0 2 * * * vault-backup /usr/local/bin/cron-wrapper /usr/local/sbin/vault-backup

Monitoring backup

Finally, I added a check to Icinga that verifies the backup has been updated in the last 24 hours. This involved adding a service check by creating services-hasicorp-vault.conf:

apply Service "check-vault-backup" {
  import "generic-service"

  check_command = "file_age"
  command_endpoint = host.name // Execute on client

  vars.file_age_file = "/srv/backups/vault/backup-latest.snap"
  vars.file_age_warning_time = 86400 // 1 day (24 hours, 86,400s)
  vars.file_age_critical_time = 129600 // 1.5 days (36 hours, 129,600s)

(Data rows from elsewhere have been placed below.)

PR #839, opened 2022-10-12
Update o-label tsx / stories and make public

notlee:
[fix: Update o-label tsx and stories](https://github.com/Financial-Times/origami/commit/bb10cb98518c0ad3871da9a5c73630878afde4bf)

- Create a new TSX component for each "kind" of label e.g. content;
support status; service tier. This makes it more clear which states
are part of a group and improve code completion to show the
different options for a kind of label.
- In the storybook for each label list the options as controls,
rather than show all labels in the story. Use a placeholder label
which matches the state. This makes it easier to find a label
for a specific purpose. For example the "Support Status Label"
story previous showed 2 identical looking labels at the same time
for active + maintained. Within inspecting the HTML it was not
clear that these were 2 different labels for different purposes
– they could diverge visually in the future, so it's important
to select the correct one.
Screenshot 2022-10-12 at 15 22 26
- Label copy is provided with a child rather than a `text`
prop. This arguably aligns more closely with html
`<BaseLabel>my label</BaseLabel>` instead of `<BaseLabel text="my label" />`
- Removes nested `time` elements from the indicator and time
label template.
- Time is provided as a prop rather than a child, as there are
multiple slotted children and it wasn't clear why `status` was
a prop and `timestamp` was not. The `status` prop has also been
made optional, it will now fallback to the indicator.
`<OIndicatorLabel indicator="live" timestamp={MyTimeComponent} />`
instead of
`<OIndicatorLabel indicator="live" status="live">{MyTimeComponent}</OIndicatorLabel>`

[docs: Remove nested time element from o-labels](https://github.com/Financial-Times/origami/commit/b003d2a7907b8df5294b44b60b26da52b4f63bf6)

[feat: o-labels, make tsx public](https://github.com/Financial-Times/origami/commit/6ada055893895cf0a7ad910d80fcc86eb0e345c0)


notlee:
I've sneakily made o-date tsx public too, as that's intended for use with the indicator label :)

components/o-labels/src/tsx/label.tsx
```diff
@@ -1,72 +1,101 @@
...
+	return SimpleLabel(props)
+}
+export function ColourLabel(props: ColourLabelProps): JSX.Element {
+	return SimpleLabel(props)
+}
+export function ContentLabel(props: ContentLabelProps): JSX.Element {
+	return SimpleLabel(props)
+}
+export function LifeCycleLabel(props: LifeCycleLabelProps): JSX.Element {
+	return SimpleLabel(props)
```
akomiqaia, line 72: Do we have to import  different labels? Seems like `SimpleLabel` is fine as long as it has correct props?

components/o-labels/stories/content.stories.tsx
```diff
@@ -0,0 +1,37 @@
...
+import withHtml from 'origami-storybook-addon-html';
+import {withDesign} from 'storybook-addon-designs';
+import {ContentLabel as ContentLabelTsx} from '../src/tsx/label';
+import './labels.scss';
+
+const brand = process.env.ORIGAMI_STORYBOOK_BRAND;
+const ComponentDescription = {
+	title: 'Components/o-labels',
+	component: ContentLabelTsx,
+    includeStories: (brand === 'core' ? /.*/ : []),
```
akomiqaia, line 11: The formating is a bit off here.

notlee: 👍 I need to sort out that prettier pr...

akomiqaia (approved):

notlee:
helpful as always percy 
Screenshot 2022-10-12 at 16 03 48

PR #845, opened 2022-10-13
fix: run percy on push to main

notlee:
percy still is not running on push to main – because we are using an absolute path? 
relates to: ca1990720c17c0d9e110591d076a7973c3b5d34b

### DIFF
--- a/.github/workflows/percy.yml
+++ b/.github/workflows/percy.yml
@@ -12,9 +12,9 @@ on:
   push:
     branches: main
     paths:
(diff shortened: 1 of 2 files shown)


notlee:
>Path patterns must match the whole path, and start from the repository's root.
https://docs.github.com/en/actions/using-workflows/workflow-syntax-for-github-actions#patterns-to-match-file-paths

akomiqaia (approved):

PR #846, opened 2022-10-14
fix: storybook build / brand unique stories

notlee:
Looks like our Storybook setup is a little borked. We used a dynamic includeStories property to include different stories depending on which brand we’re building the StoryBook for, It works fine locally but the prod build errors because Storybook uses static analysis during the prod build to determine which stories to include/exclude – it doesn’t execute the code, just looks for an array or regex. Looks like someone reported the same issue / expectations as us back in Jul.

Is only an issue when `storyStoreV7` or `buildStoriesJson` is enabled in storybook config. `storyStoreV7` will be the default in the future. So instead of using a dynamic `includeStories` property let's include stories based on directory structure:

`stories/*.stories.tsx` - stories for all brands
`stories/[brand]/*.stories.tsx` - stories for a specific brand 
`stories/shared/.tsx` - exports stories for re-export to support muliple specific brands (no `.stories` extension)

Previous broken use of `includeStories`:
https://github.com/Financial-Times/origami/blob/b33ef6ee611a09eef5e3ec08c04a1fc744b54df0/components/o-labels/stories/content.stories.tsx#L11

Example error in CI:
https://github.com/Financial-Times/origami/actions/runs/3236117619/jobs/5301479773

Source of error (storybook uses static analysis):
https://github.com/storybookjs/storybook/blob/ea70649db9bce2ed4ad2b1eaa13a380fb8cc8e57/code/lib/csf-tools/src/CsfFile.ts#L25

Others had the same issue/expectation:
https://github.com/storybookjs/storybook/issues/18792

### DIFF
--- a/apps/storybook/config/main.js
+++ b/apps/storybook/config/main.js
@@ -1,59 +1,59 @@
-const { readFile, access } = require('node:fs/promises');
-const {constants } = require('node:fs');
-const path = require('node:path');
-const process = require('node:process');
-const globby = require('globby');
+const {readFile, access} = require("node:fs/promises")
+const {constants} = require("node:fs")
+const path = require("node:path")
+const process = require("node:process")
+const globby = require("globby")
 
-const brand = process.env.ORIGAMI_STORYBOOK_BRAND || "core";
+const brand = process.env.ORIGAMI_STORYBOOK_BRAND || "core"
 /**
  * Node.JS no longer has an fs.exists method.
  * Instead we use the fs.access method and check we can read the file.
  * fs.access will throw an error if the file does not exist.
  * @param {string} file file-system path to the file you are wanting to check exists or not
  * @returns {Promise.<boolean>} Whether the file exists
-*/
+ */
 async function fileExists(file) {
 	try {
-		await access(file, constants.R_OK);
-		return true;
+		await access(file, constants.R_OK)
+		return true
 	} catch (error) {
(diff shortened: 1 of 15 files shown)


apps/storybook/config/main.js
```diff
@@ -158,13 +166,12 @@ module.exports.webpackFinal = async function webpackFinal(config) {
...
+module.exports.env = config => ({
+	...config,
+	ORIGAMI_STORYBOOK_BRAND: brand,
 })
 
-
 module.exports.features = {
-	buildStoriesJson: true
+	buildStoriesJson: true,
+	storyStoreV7: true,
```
notlee, line 176: this is the only real change here

apps/storybook/config/main.js
```diff
@@ -66,28 +66,36 @@ module.exports.core = {
...
+		const storiesForBrand = brands.includes(brand)
+			? await globby(
+					[
+						`${componentDirectory}/stories/*.stories.@(mdx|js|jsx|ts|tsx)`,
+						`${componentDirectory}/stories/${brand}/*.stories.@(mdx|js|jsx|ts|tsx)`,
+					],
+					{
+						gitignore: false,
+						expandDirectories: false,
+						deep: 1,
```
notlee, line 90: this also changed

akomiqaia (approved):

  assign where host.vars.services && "hashicorp-vault" in host.vars.services
}

Then added hashicorp-vault to the list of services on the relevant host:

object Host "xxxxxx.domain.tld" {
  vars.services = [
    "hashicorp-vault"
  ]
}

Finally, I changed the ownership of the /srv/backups/vault directory to vault-backup:nagios with mode 0750 - so the nagios user can read the state of files but not modify (e.g. delete) them. The backup files themselves are owned by vault-backup:vault-backup so this does not grant the nagios group members access to the contents of the backups.

Revoking the initial root token

Finally, I revoked the initial root token:

vault token revoke -self

If a new root token is required, in the future, one can be generated using the unseal keys and the operator command. This process must be started with the -init option, which will print a nonce and one-time password (OTP):

vault operator generate-root -init

The nonce value will be required to continue the process with at least 2 other unseal keys (the command will prompt for the nonce and then unseal key - the nonce can be auto-completed):

vault operator generate-root

The final user will be given the encoded token, which will need to be passed to the -decode option with the OTP to display the actual token:

vault operator generate-root -decode=encoded_token -otp=OTP_from_init

Once Vault was up and running, I carried on with finishing migrating monitoring configuration to Ansible.